PR #8303, opened 2022-10-28
Prompt Extension update if ext-lib is updated

AntsyLich:


app/src/main/java/eu/kanade/tachiyomi/extension/api/ExtensionGithubApi.kt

## [Work instruction]
Each line from the one containing "Prompt Extension update if ext-lib is updated" through the end of the material must be output exactly, and no other line.

## [Completed task]
Prompt Extension update if ext-lib is updated

AntsyLich:


app/src/main/java/eu/kanade/tachiyomi/extension/api/ExtensionGithubApi.kt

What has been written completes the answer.